- _Exercise description_
With the line containing "feat(launch): startup-timing breakdown" as the starting point, output the remaining lines of the data exactly as they are, through the last.
>>>
PR #70, opened 2026-07-15
feat(launch): startup-timing breakdown and faster AUTO backend-format detection

elyasmnvidian:
## What this adds

Tooling and a fix for slow `switchyard launch claude` startup, tied to SWITCH-872.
<<<
- _Expected answer_
feat(launch): startup-timing breakdown and faster AUTO backend-format detection

elyasmnvidian:
## What this adds

Tooling and a fix for slow `switchyard launch claude` startup, tied to SWITCH-872.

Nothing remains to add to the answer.